Monday, October 29, 2012

Requiem for Peace with Orpheus Choir

I made the trek down the QEW to Metropolitan United Church in Toronto on Saturday night to hear a performance of Canadian Larry Nickel's doctoral work, The Requiem for Peace. I'd been impressed by some of the work to which I had listened on line and was interested in hearing the piece live for both aesthetic and professional reasons.


Composer Larry Nickel

The performance was being conducted by Robert Cooper with whom I sang, as an undergraduate, in the Faculty of Music Singers (now UWO Singers) at what was then The University of Western Ontario (now Western University of Canada) under Deral Johnson.

The performers included the Orpheus Choir of Toronto, the MacMillan Singers from the University of Toronto (prepared by their conductor Hilary Apfelstad) and a seven player chamber ensemble consisting of flute, clarinet, oboe, harp, piano and two percussionists.

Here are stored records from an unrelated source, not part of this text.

PR #3263, opened 2023-06-30
[1.20] Add / Fix icon paths in mods.toml and fabric.mod.json

HyCraftHD:


mezz:
Thank you for the fix!

PR #3306, opened 2023-08-17
fix items dupe

Sleepwalkerx:
If the inventory can take an item and is overflowing items will be dupe


sennhann29 (approved):

mezz:
Thank you for the fix!

PR #3353, opened 2023-11-10
support use short modid to search mod ingredients

vfyjxf:
Preview: 
image
image
The rule is very simple. Instead of a modid, the player may use a string consisting of the first two letters of each word of the mod name, or the first char of each word if the mod name contains only two words.


mezz:
Thank you for contributing! I think it's a good idea.
I have made this a bit more configurable and moved things to a new registration class.

PR #3385, opened 2024-01-01
Fix keybinds not being configurable for Fabric

KosmosPrime:
Fixes that keybindings are not displayed in the Minecraft controls menu for Fabric and can thus not be rebound, but at the cost of losing modifiers (which are not supported by plain Fabric). Contains optional support for [AMECS](https://modrinth.com/mod/amecs) to automatically re-enable key modifiers.


mezz:
Thank you for contributing!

Solos were taken by the mezzo-soprano Michelle Sun and the eight Sidgwick Scholars, young singers who are the Orpheus Choir's leads.

The Requiem for Peace is in fifteen choral movements and two instrumental ones which introduce the first and second parts. The movements are in various languages (Latin, English, Hebrew, French, Russian, Dutch, German, Chinese, Japanese) and the texts are from the Latin Mass and assorted poets including Victor Hugo and Wilfred Owen to whose poetry Britten also set his War Requiem.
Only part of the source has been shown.